Activity
From the entries that follow, reproduce exactly and only the lines from the line with "- Allows INSTEAD OF triggers on views." to the line with "- Adds runtime", endpoints included.

Data under study
PR #5895, opened 2026-03-12
Allow INSTEAD OF triggers on views and validate trigger timing

### LINKED ISSUE #5865: INSTEAD OF triggers on views fail with 'no such table'
## Description
Creating INSTEAD OF triggers on views fails because the trigger creation code only looks up tables, not views, when resolving the trigger target. INSTEAD OF triggers are the standard mechanism for making views writable.

## Reproducer
```sql
CREATE TABLE t(a, b);
CREATE VIEW v AS SELECT a, b FROM t;
CREATE TRIGGER tr INSTEAD OF INSERT ON v BEGIN
  INSERT INTO t VALUES(NEW.a, NEW.b);
END;
-- Turso: Parse error: no such table: v
-- SQLite: trigger created successfully
```

Per [SQLite documentation](https://sqlite.org/lang_createtrigger.html): "BEFORE and AFTER triggers work only on ordinary tables. INSTEAD OF triggers work only on views."

---

kumarUjjawal:
# NOTICE:

## Description

- Fixes CREATE TRIGGER target lookup to check both tables and views.
  - Allows INSTEAD OF triggers on views.
  - Rejects INSTEAD OF triggers on tables with a clear error.
  - Rejects BEFORE/AFTER triggers on views with clear errors.
  - Adds runtime support so INSERT, UPDATE, and DELETE on views actually execute matching INSTEAD OF triggers (instead of failing with no such table).
  - Fixes attached-database view expansion so unqualified table names inside a view resolve to the view’s own database.
  - Aligns SQLite behavior for view inserts:
      - INSERT ... ON CONFLICT ... on a view now errors as cannot UPSERT a view.
      - NEW.rowid in INSTEAD OF INSERT defaults to -1 when not explicitly provided.

## Motivation and context

CREATE TRIGGER ... INSTEAD OF ... ON <view> was failing with no such table, because trigger target lookup only considered tables.

Closes #5865

### DIFF
--- a/testing/runner/tests/trigger.sqltest
+++ b/testing/runner/tests/trigger.sqltest
@@ -2220,6 +2220,7 @@ expect {
     trigger|tr_v_insert|v
 }
 
+@skip-if mvcc "attach is not supported for mvcc"
 test trigger-instead-of-on-attached-view-creation {
     ATTACH ':memory:' AS aux;
     CREATE TABLE aux.t(a, b);
@@ -2390,6 +2391,7 @@ expect {
     2|y
 }
 
+@skip-if mvcc "attach is not supported for mvcc"
 test trigger-instead-of-update-of-on-attached-view-creation {
     ATTACH ':memory:' AS aux;
     CREATE TABLE aux.t(a, b, c);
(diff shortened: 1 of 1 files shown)


kumarUjjawal:
> seems like `INSTEAD OF` triggers on views can now be created, but `INSERT/UPDATE/DELETE` against the view still fail during statement translation with `no such table`, so the trigger never fires ?

yes, i had also discovered this during this but didn't want to make the changes before getting feedback from the team. I will make this changes.

kumarUjjawal:
@PThorpe92 I have added the support for update, insert and delete, please take a look when you get the time.

kumarUjjawal:

PR #5896, opened 2026-03-12
core/mvcc: Fix speculative delete conflict

avinassh:
## Description

  Probable fix for:
  - https://github.com/tursodatabase/turso/actions/runs/22897613476/job/66435626641?pr=5714
  - https://github.com/tursodatabase/turso/actions/runs/22855976911/job/66296309873?pr=5819
  - https://github.com/tursodatabase/turso/actions/runs/22902909999/job/66453807514?pr=5836

  This is the first bug found by Elle 🥳

It is a lost-write / speculative-delete bug that only becomes visible when you analyze what 
transactions observed during the run. The final database state at the end of the workload is 
correct, but Elle still catches the violation because snapshot isolation bugs can appear in 
intermediate states observed by concurrent transactions, not just in the final state.

  ## Motivation and Context

We have an Elle `list-append` workload in the concurrent simulator. Each key is treated as 
an append-only list. Transactions append values to one or more keys, and later readers 
observe those lists.

Under snapshot isolation, a committed transaction’s effects must appear consistently: if 
later transactions can observe some of its appends, they must not lose other appends 
from the same committed transaction.

  ### The Bug

  In the failing run, MVCC transaction `21084` committed these appends:

  - `k7 += 18368`
  - `k9 += 18369`
  - `k6 += 18370`

  Later reads showed:

  - `k7` contained `18368`
  - `k9` contained `18369`
  - `k6` did not contain `18370`

  `18370` never appeared in later reads, which means that write was permanently lost even though the transaction committed.

  The conflicting row had already been committed, but was temporarily marked with a 
speculative delete by another in-flight transaction. That speculative delete hid the 
 committed version from commit-time conflict validation, which allowed an invalid commit to go through.

  ### Fix

  `check_version_conflicts()` missed a conflict case for versions whose `end` field 
   was set to an in-flight transaction ID.

  More specifically, a committed current version with:

  - `begin = Timestamp(...)`
  - `end = TxID(...)`

  was skipped even when that `end` only represented a speculative delete from another 
  active transaction.

  The fix keeps treating that row as a conflict candidate unless the deleting transaction has 
actually committed. This prevents speculative deletes from hiding a committed current version during 
first-committer-wins validation.

  This patch also adds regression tests modeled after the Elle workload:

```
mvcc::database::tests::test_elle_lost_update_exclusive_concurrent
mvcc::database::tests::test_speculative_delete_hides_committed_version
mvcc::database::tests::test_speculative_delete_hides_committed_version_sql
```

  ## Description of AI Usage

  I used AI to help debug the issue.

  It helped with:
  - writing scripts to validate that the Elle report was a real bug and not a false positive
  - tracing the failing history back to the offending transaction
  - checking the relevant execution paths once the bad transaction was isolated
  - i was sus on the `check_version_conflicts()` and AI validated it
  - It also produced a regression test for the missed conflict case

### DIFF
--- a/core/mvcc/database/mod.rs
+++ b/core/mvcc/database/mod.rs
@@ -1117,11 +1117,15 @@ impl<Clock: LogicalClock> CommitStateMachine<Clock> {
             }
 
             match version.end {
-                Some(TxTimestampOrID::Timestamp(_)) => {
+                Some(TxTimestampOrID::Timestamp(end_ts)) => {
                     // Committed deletion. If end_ts > our begin_ts, the conflict
                     // would have been already caught earlier when we iterate through
-                    // the row versions in reverse. If end_ts <= our
+                    // the row versions in reverse. If end_ts < our
                     // begin_ts, the deletion predates our snapshot — no conflict.
+                    turso_assert!(
+                        end_ts < tx.begin_ts,
+                        "row version's end_ts cannot be greater than txns begin_ts"
+                    );
                     continue;
                 }
                 Some(TxTimestampOrID::TxID(end_tx_id)) => {
--- a/core/mvcc/database/tests.rs
+++ b/core/mvcc/database/tests.rs
@@ -7666,9 +7666,9 @@ fn test_committed_delete_tombstone_conflict() {
 /// transaction (T2) that also writes to the same row detects the conflict —
 /// even though T1's version has end=TxID(Td) with Td committed.
 ///
-/// This tests the `Committed(_) => continue` branch in our fix: skipping T1's
-/// version is safe because Td's NEW version (begin=TxID(Td)) catches the conflict.
-/// (regression test: test_speculative_delete_hides_committed_version_sql)
+/// This tests the `Committed(_) => continue` branch in `check_version_conflicts`:
+/// skipping T1's version is safe because Td's NEW version (begin=TxID(Td)) catches
+/// the conflict.
 ///
 /// Timeline:
 ///   T1: insert row 1, commit


core/mvcc/database/mod.rs
```diff
@@ -1116,9 +1116,44 @@ impl<Clock: LogicalClock> CommitStateMachine<Clock> {
                 continue;
             }
 
-            // Skip non-tombstone deleted versions, we check these at `delete` via atomic update of `end` field.
-            if version.end.is_some() {
-                continue;
+            match version.end {
+                Some(TxTimestampOrID::Timestamp(_)) => {
+                    // Committed deletion. If end_ts > our begin_ts, the conflict
+                    // was already caught at line 1075 above. If end_ts <= our
```
jussisaurio: Whatever is now line 1075 will not remain line 1075 in the future, so lets be precise

avinassh: let me fix

core/mvcc/database/mod.rs
```diff
@@ -1116,9 +1116,44 @@ impl<Clock: LogicalClock> CommitStateMachine<Clock> {
...
+                        &mvcc_store.txs,
+                        &mvcc_store.finalized_tx_states,
+                        end_tx_id,
+                    ) {
+                        Some(TransactionState::Committed(_)) => {
+                            // Deleting tx committed. Normally CommitEnd converts
+                            // TxID→Timestamp under a write lock before setting the
+                            // state to Committed, so we'd see Timestamp (not TxID)
+                            // while holding our read lock. This branch is a
+                            // defensive fallback; the conflict (if any) will be
```
jussisaurio: what does "Normally CommitEnd..." mean? What's "normally"? Is this a spot for an assertion?

avinassh: nah, this comment is incorrect

avinassh: i simplfied and improved the condition itself

core/mvcc/database/tests.rs
```diff
@@ -7394,3 +7394,324 @@ fn test_autoincrement_no_reuse_after_delete_and_restart() {
...
+        "Expected WriteWriteConflict, got: {result:?}. \
+         Td's committed delete (tombstone) must be detected as a conflict."
+    );
+}
+
+/// Verify that when a transaction (Td) updates a row and commits, another
+/// transaction (T2) that also writes to the same row detects the conflict —
+/// even though T1's version has end=TxID(Td) with Td committed.
+///
+/// This tests the `Committed(_) => continue` branch in our fix: skipping T1's
```
LeMikaelF: "in our fix" this will lose all meaning as soon as it is merged, maybe reword? sounds like claude-speak.

core/mvcc/database/mod.rs
```diff
@@ -1116,9 +1116,43 @@ impl<Clock: LogicalClock> CommitStateMachine<Clock> {
                 continue;
             }
 
-            // Skip non-tombstone deleted versions, we check these at `delete` via atomic update of `end` field.
-            if version.end.is_some() {
-                continue;
+            match version.end {
+                Some(TxTimestampOrID::Timestamp(_)) => {
```
LeMikaelF: maybe add a debug assertion for the assumptions in the comment?

core/mvcc/database/mod.rs
```diff
@@ -1116,9 +1116,43 @@ impl<Clock: LogicalClock> CommitStateMachine<Clock> {
...
+                        end_tx_id,
+                    ) {
+                        Some(TransactionState::Committed(committed_end_ts)) => {
+                            turso_assert!(committed_end_ts != tx.begin_ts, "committed end_ts and begin_ts cannot be equal: txn timestamps are strictly monotonic");
+                            if committed_end_ts > tx.begin_ts {
+                                return Err(LimboError::WriteWriteConflict);
+                            }
+                            continue;
+                        }
+                        _ => {
```
LeMikaelF, line 1150: There is an implicit assumption that the other tx is not `Committed` or `Terminated`. Maybe add a (debug) assertion for this?

LeMikaelF:
This looks good to me, but I'll let someone else approve, because I'm not familiar enough with MVCC (yet).

core/mvcc/database/mod.rs
avinassh: it can be in any state, since it fall throughs the match, it is checked in the next part. In this check, we only care if its committed or not

avinassh:
I verified the elle passes on these seeds: 

```
PL SI:

https://github.com/tursodatabase/turso/actions/runs/22897613476/job/66435626641?pr=5714
https://github.com/tursodatabase/turso/actions/runs/22855976911/job/66296309873?pr=5819#logs

G single:

https://github.com/tursodatabase/turso/actions/runs/22902909999/job/66453807514?pr=5836
```

core/mvcc/database/mod.rs
avinassh: good catch, I did this. If this assertion fails, it indicates another bug. I have run the sim multiple times and the tests, so far the assertion hasn't triggered.

core/mvcc/database/tests.rs
avinassh: yeah it was claude, I fixed them now.

PR #5916, opened 2026-03-12
fix: schema-qualified table reference bypasses CTE circular reference…

### LINKED ISSUE #5912: CTE with same name as table rejects schema-qualified reference as circular
## Description
When a CTE has the same name as an existing table, the CTE body should be able to reference the original table using a schema-qualified name (`main.t1`). Turso incorrectly reports a circular reference.

## Reproducer
```sql
CREATE TABLE t1(a INTEGER);

WITH t1 AS (SELECT a * 10 AS a FROM main.t1)
SELECT * FROM t1 ORDER BY a;
-- Turso: "circular reference: t1"
-- SQLite: 10, 20, 30

-- Works: CTE with different name
WITH cte AS (SELECT a * 10 AS a FROM main.t1)
SELECT * FROM cte ORDER BY a;
-- Both: 10, 20, 30
```

Per [SQLite documentation](https://sqlite.org/lang_with.html): Schema-qualified table references should bypass CTE name resolution.

---

Abel981:
Closes #5912 
When a CTE has the same name as an existing table, referencing the real table using a schema-qualified name (main.t1) inside the CTE body incorrectly raised a circular reference error. This happened because the circular reference check was matching on the bare table name without checking whether a schema prefix was present. The fix adds a condition to skip the circular reference check when the reference is schema-qualified, since it unambiguously points to the real table and not the CTE being defined.


kumarUjjawal (changes requested):
I think this fix only handles the circular-reference check, but it does not fully fix schema-qualified CTE behavior. main.t1 still goes through the normal CTE lookup paths, so queries like `WITH t1 AS (SELECT 100 AS a) SELECT * FROM main.t1` still return the CTE instead of the real table. 

There is also a second issue in dependency collection: main.t1 is still recorded as a dependency on CTE t1, which can force planning of an unrelated broken CTE and cause a false error. I think the fix should be to skip all CTE/outer-ref resolution when qualified_name.db_name is present, and to ignore schema-qualified names in collect_from_select_table() so only unqualified names count as CTE references.

kumarUjjawal:
Fix failing ci jobs

testing/runner/tests/cte_schema_qualified.sqltest
kumarUjjawal, line 1: Can we put these tests in already available files.

penberg:

penberg:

Exercise solution
  - Allows INSTEAD OF triggers on views.
  - Rejects INSTEAD OF triggers on tables with a clear error.
  - Rejects BEFORE/AFTER triggers on views with clear errors.
  - Adds runtime support so INSERT, UPDATE, and DELETE on views actually execute matching INSTEAD OF triggers (instead of failing with no such table).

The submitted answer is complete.